Dice probability, Exemple, having at least three 5 or more, on seven dice throw.

Question

I'm having trouble calculating probability on dice rolls, here's the setup :

(All dices are fair 6 faces classic dice)

It's a D&D Roleplaying kind of game, the rules say this :

For each action, you have a stat, and a skill assigned. To fight someone on melee, that could be strenght as a stat, and brawling as a skill.

If you have 5 points on strenght, that mean you can throw 5 dices. Then, let's say you have 4 points on brawl skill, that mean you must land a 4 or higher on a dice to validate it.

Then, the Game Master will set a goal. If he set it a 3, you must have at least 3 dice that show a 4 or higher to achieve your action.

Get it ?

Exemple :

Me : "I have 5 in strenght and 4 in brawl, I'll punch this guy in the face"

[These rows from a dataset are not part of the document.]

PR #857, opened 2026-02-12
feat: Add dictionary word lookup feature

kurtisgrant:
## Summary

- **Dictionary lookup from reader**: Select a word on the current page to look up its definition. Supports all screen orientations, hyphenated/wrapped words, and position-based row navigation with full wrapping.
- **StarDict 3 format**: Uses `.idx` (sorted binary index) and `.dict` (raw definitions) files. 
- **On first lookup**: builds a sparse offset table in RAM (~800 bytes) for O(log n) binary search + short linear scan. Subsequent lookups are near-instant.
- **Lookup history**: View and manage previously looked up words. Long-press select to delete entries.
- **Reader Menu Items Added**: "Lookup" and "Lookup History" appear when the expected dictionary files are found on the SD card root.

## Setup

Place `dictionary.idx`, `dictionary.dict`, and `dictionary.ifo` (StarDict 3 format) on the SD card root. The menu items appear automatically when the files are detected.

## Test plan

- [X] Look up words near the start, middle, and end of the dictionary
- [X] Look up a hyphenated/wrapped word by selecting either half
- [X] Verify word selection wrapping (left/right across rows, up/down wrap top-bottom)
- [X] Verify definition page turning in all orientations
- [X] Verify Lookup History label in menu and history screen
- [X] Test with CW, CCW, portrait, and inverted orientations

Generated with [Claude Code](https://claude.com/claude-code)

### DIFF
--- a/src/activities/network/CrossPointWebServerActivity.cpp
+++ b/src/activities/network/CrossPointWebServerActivity.cpp
@@ -348,6 +348,9 @@ void CrossPointWebServerActivity::loop() {
         // Yield and check for exit button every 64 iterations
         if ((i & 0x3F) == 0x3F) {
           yield();
+          // Force trigger an update of which buttons are being pressed so be have accurate state
+          // for back button checking
+          mappedInput.update();
           // Check for exit button inside loop for responsiveness
           if (mappedInput.wasPressed(MappedInputManager::Button::Back)) {
             onGoBack();
--- a/src/activities/network/CrossPointWebServerActivity.cpp
+++ b/src/activities/network/CrossPointWebServerActivity.cpp
@@ -348,9 +348,6 @@ void CrossPointWebServerActivity::loop() {
         // Yield and check for exit button every 64 iterations
         if ((i & 0x3F) == 0x3F) {
           yield();
-          // Force trigger an update of which buttons are being pressed so be have accurate state
-          // for back button checking
-          mappedInput.update();
           // Check for exit button inside loop for responsiveness
           if (mappedInput.wasPressed(MappedInputManager::Button::Back)) {
             onGoBack();
--- a/src/activities/network/CrossPointWebServerActivity.cpp
+++ b/src/activities/network/CrossPointWebServerActivity.cpp
@@ -37,7 +37,7 @@ void CrossPointWebServerActivity::taskTrampoline(void* param) {
 void CrossPointWebServerActivity::onEnter() {
   ActivityWithSubactivity::onEnter();
 
-  Serial.printf("[%lu] [WEBACT] [MEM] Free heap at onEnter: %d bytes\n", millis(), ESP.getFreeHeap());
+  LOG_DBG("WEBACT] [MEM", "Free heap at onEnter: %d bytes", ESP.getFreeHeap());
 
   renderingMutex = xSemaphoreCreateMutex();
 
@@ -58,7 +58,7 @@ void CrossPointWebServerActivity::onEnter() {
   );
 
   // Launch network mode selection subactivity
-  Serial.printf("[%lu] [WEBACT] Launching NetworkModeSelectionActivity...\n", millis());
+  LOG_DBG("WEBACT", "Launching NetworkModeSelectionActivity...");
   enterNewActivity(new NetworkModeSelectionActivity(
       renderer, mappedInput, [this](const NetworkMode mode) { onNetworkModeSelected(mode); },
       [this]() { onGoBack(); }  // Cancel goes back to home
@@ -68,7 +68,7 @@ void CrossPointWebServerActivity::onEnter() {
 void CrossPointWebServerActivity::onExit() {
   ActivityWithSubactivity::onExit();
 
-  Serial.printf("[%lu] [WEBACT] [MEM] Free heap at onExit start: %d bytes\n", millis(), ESP.getFreeHeap());
+  LOG_DBG("WEBACT] [MEM", "Free heap at onExit start: %d bytes", ESP.getFreeHeap());
 
   state = WebServerActivityState::SHUTTING_DOWN;
 
@@ -80,7 +80,7 @@ void CrossPointWebServerActivity::onExit() {
 
   // Stop DNS server if running (AP mode)
   if (dnsServer) {
-    Serial.printf("[%lu] [WEBACT] Stopping DNS server...\n", millis());
+    LOG_DBG("WEBACT", "Stopping DNS server...");
     dnsServer->stop();
     delete dnsServer;
     dnsServer = nullptr;
@@ -91,39 +91,39 @@ void CrossPointWebServerActivity::onExit() {
 
   // Disconnect WiFi gracefully
   if (isApMode) {
-    Serial.printf("[%lu] [WEBACT] Stopping WiFi AP...\n", millis());
+    LOG_DBG("WEBACT", "Stopping WiFi AP...");
     WiFi.softAPdisconnect(true);
   } else {
-    Serial.printf("[%lu] [WEBACT] Disconnecting WiFi (graceful)...\n", millis());
+    LOG_DBG("WEBACT", "Disconnecting WiFi (graceful)...");
     WiFi.disconnect(false);  // false = don't erase credentials, send disconnect frame
   }
   delay(30);  // Allow disconnect frame to be sent
 
-  Serial.printf("[%lu] [WEBACT] Setting WiFi mode OFF...\n", millis());
+  LOG_DBG("WEBACT", "Setting WiFi mode OFF...");
   WiFi.mode(WIFI_OFF);
   delay(30);  // Allow WiFi hardware to power down
 
-  Serial.printf("[%lu] [WEBACT] [MEM] Free heap after WiFi disconnect: %d bytes\n", millis(), ESP.getFreeHeap());
+  LOG_DBG("WEBACT] [MEM", "Free heap after WiFi disconnect: %d bytes", ESP.getFreeHeap());
 
   // Acquire mutex before deleting task
-  Serial.printf("[%lu] [WEBACT] Acquiring rendering mutex before task deletion...\n", millis());
+  LOG_DBG("WEBACT", "Acquiring rendering mutex before task deletion...");
   xSemaphoreTake(renderingMutex, portMAX_DELAY);
 
   // Delete the display task
-  Serial.printf("[%lu] [WEBACT] Deleting display task...\n", millis());
+  LOG_DBG("WEBACT", "Deleting display task...");
   if (displayTaskHandle) {
     vTaskDelete(displayTaskHandle);
     displayTaskHandle = nullptr;
-    Serial.printf("[%lu] [WEBACT] Display task deleted\n", millis());
+    LOG_DBG("WEBACT", "Display task deleted");
   }
 
   // Delete the mutex
-  Serial.printf("[%lu] [WEBACT] Deleting mutex...\n", millis());
+  LOG_DBG("WEBACT", "Deleting mutex...");
   vSemaphoreDelete(renderingMutex);
   renderingMutex = nullptr;
-  Serial.printf("[%lu] [WEBACT] Mutex deleted\n", millis());
+  LOG_DBG("WEBACT", "Mutex deleted");
 
-  Serial.printf("[%lu] [WEBACT] [MEM] Free heap at onExit end: %d bytes\n", millis(), ESP.getFreeHeap());
+  LOG_DBG("WEBACT] [MEM", "Free heap at onExit end: %d bytes", ESP.getFreeHeap());
 }
 
 void CrossPointWebServerActivity::onNetworkModeSelected(const NetworkMode mode) {
@@ -133,7 +133,7 @@ void CrossPointWebServerActivity::onNetworkModeSelected(const NetworkMode mode) 
   } else if (mode == NetworkMode::CREATE_HOTSPOT) {
     modeName = "Create Hotspot";
   }
-  Serial.printf("[%lu] [WEBACT] Network mode selected: %s\n", millis(), modeName);
+  LOG_DBG("WEBACT", "Network mode selected: %s", modeName);
 
   networkMode = mode;
   isApMode = (mode == NetworkMode::CREATE_HOTSPOT);
@@ -155,11 +155,11 @@ void CrossPointWebServerActivity::onNetworkModeSelected(const NetworkMode mode) 
 
   if (mode == NetworkMode::JOIN_NETWORK) {
     // STA mode - launch WiFi selection
-    Serial.printf("[%lu] [WEBACT] Turning on WiFi (STA mode)...\n", millis());
+    LOG_DBG("WEBACT", "Turning on WiFi (STA mode)...");
     WiFi.mode(WIFI_STA);
 
     state = WebServerActivityState::WIFI_SELECTION;
-    Serial.printf("[%lu] [WEBACT] Launching WifiSelectionActivity...\n", millis());
+    LOG_DBG("WEBACT", "Launching WifiSelectionActivity...");
     enterNewActivity(new WifiSelectionActivity(renderer, mappedInput,
                                                [this](const bool connected) { onWifiSelectionComplete(connected); }));
   } else {
@@ -171,7 +171,7 @@ void CrossPointWebServerActivity::onNetworkModeSelected(const NetworkMode mode) 
 }
 
 void CrossPointWebServerActivity::onWifiSelectionComplete(const bool connected) {
-  Serial.printf("[%lu] [WEBACT] WifiSelectionActivity completed, connected=%d\n", millis(), connected);
+  LOG_DBG("WEBACT", "WifiSelectionActivity completed, connected=%d", connected);
 
   if (connected) {
     // Get connection info before exiting subactivity
@@ -183,7 +183,7 @@ void CrossPointWebServerActivity::onWifiSelectionComplete(const bool connected) 
 
     // Start mDNS for hostname resolution
     if (MDNS.begin(AP_HOSTNAME)) {
-      Serial.printf("[%lu] [WEBACT] mDNS started: http://%s.local/\n", millis(), AP_HOSTNAME);
+      LOG_DBG("WEBACT", "mDNS started: http://%s.local/", AP_HOSTNAME);
     }
 
     // Start the web server
@@ -199,8 +199,8 @@ void CrossPointWebServerActivity::onWifiSelectionComplete(const bool connected) 
 }
 
 void CrossPointWebServerActivity::startAccessPoint() {
-  Serial.printf("[%lu] [WEBACT] Starting Access Point mode...\n", millis());
-  Serial.printf("[%lu] [WEBACT] [MEM] Free heap before AP start: %d bytes\n", millis(), ESP.getFreeHeap());
+  LOG_DBG("WEBACT", "Starting Access Point mode...");
+  LOG_DBG("WEBACT] [MEM", "Free heap before AP start: %d bytes", ESP.getFreeHeap());
 
   // Configure and start the AP
   WiFi.mode(WIFI_AP);
@@ -216,7 +216,7 @@ void CrossPointWebServerActivity::startAccessPoint() {
   }
 
   if (!apStarted) {
-    Serial.printf("[%lu] [WEBACT] ERROR: Failed to start Access Point!\n", millis());
+    LOG_ERR("WEBACT", "ERROR: Failed to start Access Point!");
     onGoBack();
     return;
   }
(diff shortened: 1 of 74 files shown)


pepastach:
As a non-native English speaker I would LOVE to have this feature. Really hoping this PR can make it into one of future releases.

kurtisgrant:
[eng-dictionary.zip](https://github.com/user-attachments/files/25271916/eng-dictionary.zip)
These are the dictionary files I used, generated I believe from the ~108k entry, GNU Collaborative International Dictionary of English

Uri-Tauber:
I’m really excited about this feature — it’s incredibly useful! Thank you for the effort. I hope it would be merged.

I tested it on my device and it works well. The lookup is fast enough for practical use (aside from the initial indexing), and I’ve confirmed that, beyond the ~1 kB required for that first indexing, there are no memory leaks.

lookup

**A few notes:** 
UX Improvement: When in lookup mode, opening the dictionary page for a specific word and then pressing Back should return to lookup mode, not to the main reader view.
This allows the user to search another word immediately; a second Back press would then return to reader mode.

Performance: Every time the device wake from sleep, the first lookup takes several seconds. Is it possible to persist the offset table across sessions?

kurtisgrant:
## New changes

### Back from definition returns to word select, persist index cache (Re: Feedback from @Uri-Tauber)
- Pressing **Back** from a definition now returns to word selection (lookup mode) so you can look up another word immediately. Pressing **Confirm** ("Done") exits back to the reader.
- `DictionaryWordSelectActivity` now extends `ActivityWithSubactivity` and manages the definition screen as its own subactivity — the `onLookup` callback to `EpubReaderActivity` is removed.
- The sparse index offset table is cached to `/dictionary.cache` on the SD card after first build. On subsequent lookups (including after wake), the cache is loaded instead of rescanning the full 1.8MB `.idx` file. The cache is invalidated automatically if the `.idx` file size changes.

### Stem fallback and similar word suggestions on lookup miss
When an exact match isn't found:
1. **Stemming** — tries suffix removal (plurals, past tense, progressive, comparative, adverb, derivational suffixes like -ness/-ment/-ful/-less) and prefix removal (un-, dis-, re-). First stem that exists in the dictionary auto-opens its definition.
2. **Similar words** — if no stem matches, scans ~1500 alphabetically nearby entries, computes Levenshtein edit distance (with early termination), and presents up to 6 closest matches in a "Did you mean?" selection screen. Back from definition returns to the suggestions list, back again returns to word selection.

### Split words on en-dash and em-dash
Words joined by en-dashes (–) or em-dashes (—) are now split into separate selectable words during extraction, with correct screen positions computed from prefix text width.

kurtisgrant:
During some testing I found:

- Text is obscured by button hints for definitions in inverted orientation.
- Text obscured by button hints in all orientations except portrait for "Did you mean?" screen.
- Inconsistent button labels/names compared to rest of UI. (Will use "up" and "down" in Lookup History and Did you mean?, and "prev" and "next" in the definition reader.)
- Selecting a hyphenated word wrapped to the next page will try to define only the portion of the word on this page, rather than getting the other half from the following page.

I will commit a fix later today. Otherwise it seems quite nice to use.

odessa2:
Are you aware the developers explicitly list such features as „out of scope“ [in this document](https://github.com/crosspoint-reader/crosspoint-reader/blob/master/SCOPE.md)? I think people should read the scope document before making pull requests.

kurtisgrant:
@odessa2 You make a good point lol. I should have checked, but the fact that I assumed it should be in scope some might say could serve as a protest to that decision. This is a community project after all. (I do apologize for the clutter if this appeal is rejected) 

I see this as a pretty important feature, I'd be interested to hear some additional opinions. 

Do you think it should be in scope if this implementation isn't found to cause any performance issues and the like? How do you find the UX?

Uri-Tauber:
While @kurtisgrant should have open a discussion before opening this PR, I think this specific feature deserves a re‑evaluation. 
@kurtisgrant, could you refactor the code so that it changes as little as possible in existing files and keeps all new logic in dedicated files? That would isolate the dictionary feature and keep the core codebase clean.

@daveallie, what are your thoughts?

src/activities/reader/DictionaryDefinitionActivity.cpp
```diff
@@ -0,0 +1,179 @@
...
+
+  const bool landscape = orientation == CrossPointSettings::ORIENTATION::LANDSCAPE_CW ||
+                         orientation == CrossPointSettings::ORIENTATION::LANDSCAPE_CCW;
+  const int sidePadding = landscape ? 50 : 20;
+  constexpr int titleY = 10;
+  const int lineHeight = renderer.getLineHeight(readerFontId);
+  constexpr int bodyStartY = 50;
+
+  // Title: the word in bold (use UI font for title)
+  renderer.drawText(UI_12_FONT_ID, sidePadding, titleY, headword.c_str(), true, EpdFontFamily::BOLD);
```
CaptainFrito: Any chance you could use the new GUI functions from UITheme please? That way this new screen will automatically support classic/lyra themes. You can use drawHeader for this title text.

src/activities/reader/DictionarySuggestionsActivity.cpp
```diff
@@ -0,0 +1,147 @@
...
+void DictionarySuggestionsActivity::renderScreen() {
+  renderer.clearScreen();
+
+  constexpr int sidePadding = 20;
+  constexpr int titleY = 15;
+  constexpr int subtitleY = 45;
+  constexpr int startY = 80;
+  constexpr int lineHeight = 30;
+
+  // Title
```
CaptainFrito: Same here, you can use GUI.drawHeader and GUI.drawList

osteotek:
@odessa2 @kurtisgrant I personally think it is good feature to have, if it doesn't degrade performance too much

CaptainFrito:
Amazing work @kurtisgrant, this is truly the kind of feature that will set Crosspoint apart! In the future it could even be possible to add a button in the settings to download the dictionary from Github, so that the feature can be enabled easily.

kurtisgrant:
Thank you @Uri-Tauber and @CaptainFrito for your recommendations, I will make these changes today. :)

Uri-Tauber:
@kurtisgrant, if I understand correctly, the `dictionary.cache` is created only once (unless the user replace the dictionary files).
In that case, it would make more sense to move the cache‑creation logic out of the firmware and into a Python script that runs on the PC — meaning four files per dictionary instead of three, while easing the load on the ESP32’s limited resources.

kurtisgrant:
> @kurtisgrant, if I understand correctly, the `dictionary.cache` is created only once (unless the user replace the dictionary files). In that case, it would make more sense to move the cache‑creation logic out of the firmware and into a Python script that runs on the PC — meaning four files per dictionary instead of three, while easing the load on the ESP32’s limited resources.

@Uri-Tauber I have to admit I'm largely vibecoding this with claude code due to my desire for this feature. My experience is with web development so parsing through the cpp and the performance restrictions is slightly out of my wheelhouse. That being said, I talked with claude about this and it confirmed my hunch that this would not meaningfully decrease any computational load and creates a lot of additional friction, overhead and documentation requirements.

<details>
  <summary>Read Claude's rationale here</summary>

  My take: I'd push back on the suggestion. A few reasons:

  1. User experience degrades significantly. Right now: drop 3 standard StarDict 3 files on the SD card, done. The firmware handles everything transparently. With a Python script, the user needs Python installed, needs to know to run the script, needs to run it again if they swap dictionaries. That's a meaningful friction increase for a device that's supposed to be simple.
  2. The cost is genuinely low. It's a sequential file read, not a computation problem. The ESP32-C3's bottleneck here is SD card read speed over SPI, and it's a one-time cost with a progress indicator already wired in. The resulting cache is under 1KB.
  3. Self-healing on dictionary swap. The current code validates the cache against the actual .idx file size (lines 79–82). If a user replaces their dictionary files, the cache auto-rebuilds. A PC-generated cache introduces a silent failure mode — mismatched cache and dictionary files — that the user would have no idea how to diagnose.
  4. Firmware complexity doesn't actually decrease much. You'd still need loadCachedIndex() and the validation logic. You'd only drop loadIndex() and saveCachedIndex() (~100 lines), but you'd add a Python script plus documentation explaining when/how to run it.
  5. Four files instead of three increases error surface. "Which files do I need?" is already a question for users dealing with StarDict format. Adding a fourth device-specific file makes the answer harder.

  The suggestion makes sense in the abstract — offload work to a more capable machine — but the work being offloaded is trivial, and the tradeoff in UX and robustness isn't worth it. If the index scan were doing something expensive (building a trie, computing hashes for a bloom filter, etc.), the calculus would be different.
</details>

kurtisgrant:
As mentioned by @odessa2 earlier, this PR is out of scope as it stands. I apologize for not having checked that before creating it. However, I would've been making this feature for myself regardless and if we can verify that it is not too taxing on the system, I think it is a wonderful UX and I'd love to get some feedback from @Uri-Tauber @pepastach @odessa2 @osteotek @CaptainFrito @daveallie and others. 

Thanks to those who provided feedback thus far, I've implemented most of it I believe. 

Feel free to use this english dictionary file set, added to the root of your SD card for testing. 
[eng-dictionary.zip](https://github.com/user-attachments/files/25310741/eng-dictionary.zip)

As @CaptainFrito mentioned, if this were merged, we might look at providing a download feature from the firmware in the future.

drbourbon:
Started discussion for reconsidering this feature as **"in scope"**:  #878

jpirnay:
> As @CaptainFrito mentioned, if this were merged, we might look at providing a download feature from the firmware in the future.

I had a similar demand for the html pages of the internal Webserver, so i added a check for specific files on the SD - card that will automatically download the files from github if they are missing (PR #881)

src/activities/network/CrossPointWebServerActivity.cpp
```diff
@@ -347,9 +347,6 @@ void CrossPointWebServerActivity::loop() {
         // Yield and check for exit button every 64 iterations
         if ((i & 0x3F) == 0x3F) {
           yield();
-          // Force trigger an update of which buttons are being pressed so be have accurate state
-          // for back button checking
-          mappedInput.update();
```
daveallie, line 352: Not sure if you have another fix for this, but without this change, back button from the server activity are pretty unreliable.

iandchasse:
I’m wondering if the UI for this feature (highlighting text on a page) could be merged with the ongoing discussion to implement bookmarking/clippings. Highlighting a single word, then having an option to place a bookmark/note or get the definition, or you could maybe highlight the start/end of a passage to better document specific text within a bookmark/note. @tnaftali what do you think?

CaptainFrito:
> I’m wondering if the UI for this feature (highlighting text on a page) could be merged with the ongoing discussion to implement bookmarking/clippings. Highlighting a single word, then having an option to place a bookmark/note or get the definition, or you could maybe highlight the start/end of a passage to better document specific text within a bookmark/note. @tnaftali what do you think?

This is a great idea!

src/activities/reader/DictionaryDefinitionActivity.h
```diff
@@ -0,0 +1,56 @@
...
+
+  // Orientation-aware layout gutters (computed in wrapText, used in renderScreen)
+  int leftPadding = 20;
+  int rightPadding = 20;
+  int hintGutterHeight = 0;
+  int contentX = 0;
+  int hintGutterWidth = 0;
+
+  TaskHandle_t displayTaskHandle = nullptr;
+  SemaphoreHandle_t renderingMutex = nullptr;
```
daveallie, line 50: Let's swap over to the new render pattern where we can drop a lot of this boilerplate.

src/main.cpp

GM : "Ok, but he's skilled at combat, so the goal is at 3"

Then, according to the rules, I can throw 5 dices, and need to have at least 3 showing 4 or more to succesfully punch the said guy.

Here's where I landed thus far :

If I want at least a 4, with five dice, I can apply this formula :

The chance of failing are (3/6)^5

So the chance of succes are 1 - ((3/6)^5), or 0,96875

According to the game rules, this mean I have a goal set to 1.

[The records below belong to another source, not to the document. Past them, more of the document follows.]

PR #859, opened 2026-02-12
feat: Finetune addition of fonts

jpirnay:
## Summary

* Our flash memory is nearly fully consumed (96%) - this patch allows for individual compilation and inclusion of the three main font families.

## Additional Context

The implementation allows you to selectively disable font families to save flash memory by disabling the inclusion of font families in the platformio.ini file:

Current Configuration (All Enabled)
In ``platformio.ini`` all three reader fonts are currently enabled:
```
# Font family controls (comment out to disable and save flash)
# WARNING: At least ONE reader font must be enabled (Bookerly, NotoSans, or OpenDyslexic)
# Note: Ubuntu UI fonts are always included (used for menus and UI elements)
  -DENABLE_FONT_BOOKERLY=1
  -DENABLE_FONT_NOTOSANS=1
  -DENABLE_FONT_OPENDYSLEXIC=1
```

Memory Savings Available

- Disable OpenDyslexic only: Save ~1.5 MB (drop to 70-75% flash)
- Keep only Bookerly: Save ~1.8 MB (drop to 68-73% flash)
- Keep Bookerly + NotoSans: Save ~1.5 MB (drop to 70-75% flash)
- **NB:  At least one reader font is required for the device to function**

What's Protected

- Ubuntu fonts (UI elements): Always included
- NotoSans 8pt (small UI text): Always included
---

### AI Usage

But if I have a goal set to 3 ?

Is the formula (1 - ((3/6)^5))^3 ? wich shall give 0,9091491699

Or I am missing something ?

I am working on an easy excel, so the GM can more easily calculate the chances of success before setting the goal of every action player might do.

Answer 1

When you want to count the number of successes of independent trials where the probability of success is all the same, reach for a Binomial random variable. Your step $(3/6)^5$ as the chance of failure is not quite right. Each roll succeeds or fails with a probability of 1/2. So $(3/6)^5$ is the probability of one particular sequence of 5 rolls, such as $SSFFS$ or $FSFSF$. The question is: in how many of these possible sequences do we exceed the goal set by the GM?

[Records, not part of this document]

PR #1129, opened 2020-11-27
Add initial implementation of protoc-gen-ts.

BenBirt:


protobufts/descriptor.proto
```diff
@@ -0,0 +1,909 @@
+// Protocol Buffers - Google's data interchange format
```
lewish, line 1: Are these modified at all? If not, can we not pull them in directly via bazel rather than adding to source?

lewish: Like how we do this for e.g. `annotations.proto`

lewish (approved):
Approving for now but will take a longer pass when I can!

protobufts/descriptor.proto
BenBirt: nice suggestion, cleaned up a lot!

PR #1134, opened 2020-12-01
Move cache client to open source

Ekrekr:


common/protos/proto_utils.ts
```diff
@@ -0,0 +1,33 @@
+import { util } from "protobufjs";
+
+export class ProtoUtils {
```
BenBirt, line 3: https://source.cloud.google.com/tada-analytics/github_dataform-co_dataform/+/master:common/protos/index.ts?q=f:protos%20lang:ts

common/strings/stringifier.ts
```diff
@@ -282,3 +284,18 @@ export class StringifiedSet<T> implements Set<T> {
     })();
   }
 }
+
+export class ProtoStringifier<T> implements IStringifier<T> {
```
BenBirt, line 288: this probably more cleanly belongs inside https://source.cloud.google.com/tada-analytics/github_dataform-co_dataform/+/master:common/protos/index.ts?q=f:protos%20lang:ts too.

Ekrekr: I did that at first too, but it results in circular dependencies. Shouldn't bother for now I think

common/protos/index.ts
```diff
@@ -50,3 +50,35 @@ function fromBase64(value: string): Uint8Array {
   util.base64.decode(value, buf, 0);
   return buf;
 }
+
+export class ProtoUtils {
```
BenBirt, line 54: sorry, i think i wasn't clear. this file already contains all of these utilities, i don't think we need `ProtoUtils` at all.

common/strings/stringifier.ts
BenBirt: wait, why? that would imply that `strings/stringifier.ts` somehow depends on `protos/index.ts`, it really shouldn't, how does it?

Ekrekr: My bad, was making protos depend on itself, not strings

BenBirt (approved):

PR #1136, opened 2020-12-02
Downgrade handy redis to 1.8.3

Ekrekr:
Solution to fixing https://github.com/dataform-co/dataform-co/pull/9012

### DIFF
--- a/package.json
+++ b/package.json
@@ -77,7 +77,7 @@
     "google-protobuf": "^3.6.1",
     "grpc": "^1.24.0",
     "grpc-web-client": "^0.5.0",
-    "handy-redis": "^2.0.2",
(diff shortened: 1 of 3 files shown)


BenBirt (approved):
I would've been happy if you'd just upped the closed-source version too :P

Ekrekr:
> I would've been happy if you'd just upped the closed-source version too :P

It broke a bunch of things, this seems easier!

Ekrekr:
> @Ekrekr I maintain handy-redis and happened to see this - was there an issue you found?

No, but thanks for reaching out. We maintain a duorepo for the majority of our code, and need package versions to match across the two. Downgrading was just quicker than upgrading the other repo.

PR #1139, opened 2020-12-07
Add validation (mostly bounds checking) on numeric field inputs.

BenBirt:


protoc-gen-ts/runtime/validation.ts
```diff
@@ -0,0 +1,89 @@
+import Long from "long";
+
+const TWO_TO_31 = Math.pow(2, 31);
+const NEGATIVE_TWO_TO_31 = -TWO_TO_31;
```
Ekrekr, line 4:
```suggestion
const MAX_32_BIT_INT = Math.pow(2, 31);
const MIN_32_BIT_INT = -TWO_TO_31;
```
To follow pattern of floats? Or have I interpreted this wrong

Ekrekr (approved):

protoc-gen-ts/runtime/validation.ts
BenBirt: No your naming makes sense, with a minor edit - will make!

Let $X$ be the random variable for the number of trials out of 5 that succeed (roll a 4 or higher). Then $X \sim \text{Bin}(5, 1/2)$.

The probability that 3 or more of the 5 trials succeed is then $$P(X \geq 3) = 1 - P(X \leq 2) = P(X = 0) + P(X=1) + P(X = 2)$$

In R you can call 1 - pbinom(2, 5, 0.5) and find that this probability is actually 0.5. In Excel I think you can use 1 - BINOM.DIST(g-1, n, p, TRUE) to do the computation

So in general, you can model these types of probabilities as follows: $$p = \frac{6 - skill + 1}{6} \text{, probability of success on a single roll}$$ $$g = \text{goal set by the GM}$$ $$n = \text{the stat, the number of rolls you get}$$ $$X \sim \text{Bin}(n, p)$$ $$P(X = k) = \binom{n}{k}p^k (1-p)^{n-k}, \text{the PMF for Binomial dist.}$$ $$P(X \geq g) = 1 - P(X < g) = 1 - \sum_{k=0}^{g-1} \binom{n}{k}p^k (1-p)^{n-k}$$

Answer 2

Let's suppose you have $d$ fair six-sided dice, with a target of at least $t$ showing on at least $n$ of the dice.

The probability of this is $$\sum\limits_{j=n}^d {d \choose j}\frac{(6-t+1)^j(t-1)^{d-j}}{6^d}$$

In Excel, you can find ${d \choose j}$ as =COMBIN(d,j)

So in your example of $d=5,t=4,n=3$ you have $10\times \frac{3^3 3^2}{6^5}+5\times \frac{3^4 3^1}{6^5}+1\times \frac{3^5 3^0}{6^5}$ which simplifies to $\frac12=0.5$, as you might expect since a die has probability of $\frac12$ of being $4$ or more, and you want at least half of an odd number of dice to achieve this.